I find the use of segments in this language quite unusual, it feels like an anachronistic remnant of the 8-bit era. I could most if not all of these virtual segments rolled into a handful that contain the stack pointer, stack base and stack start. Any statics could be put at the stack base and any locals could be relative to the stack base and any arrays or objects could be pushed directly onto the stack. It also would have been nice to have some virtual registers reserved for the VM translator to use – the temporary ones are reserved by the future compiler.

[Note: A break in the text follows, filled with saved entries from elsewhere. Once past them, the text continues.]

PR #457, opened 2022-11-15
Add error message for namelist replacements

cbegeman:
Prior to this commit, if namelist options specified in test cases are out of date with the registry, the user is not warned. This PR adds a warning which is printed at the setup stage.

### DIFF
--- a/compass/namelist.py
+++ b/compass/namelist.py
@@ -51,10 +51,16 @@ def ingest(defaults_filename):
 def replace(namelist, replacements):
     """ Replace entries in the namelist using the replacements dict """
     new = dict(namelist)
+    is_not_replaced = [True for key in replacements.keys()]
     for record in new:
-        for key in replacements:
+        for idx, key in enumerate(replacements):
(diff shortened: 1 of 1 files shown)


sbrus89:
In my opinion, I think this is a great idea.

cbegeman:
@sbrus89 Thanks for the suggestion. I haven't implemented something like that before so I don't know whether it's worth the effort. I'm hoping that this warning will mostly come up when someone is testing a PR that introduces the namelist change, and then they will immediately update the compass namelists. In those cases, the tester would be familiar with the namelist change.

sbrus89:
@cbegeman, very true. My suggestion probably wouldn't have much added value in that case.

xylar (approved):
Looks great!  As long as this has been tested and works, I'll merge!

xylar:
As I discussed with @sbrus89, I think his fuzzy approach sounds interesting.  But I think it might be too much work at least for now.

There’s also some overlap too, if I understand correctly, there’s 2 separate commands to update the thi
s and that
pointers.
The implementation of the HACK chipset is also extremely tedious because there is only 2 general purpose registers and no reserved stack area for me to work on, it all has to be done in-situ, it’s definitely possible it’s just harder.
I am interested to see this justified in future, I’m sure there will be plenty more added context as I further climb the software stack. I am looking forward to completing this translator. Please reach out if you find any errors in this document.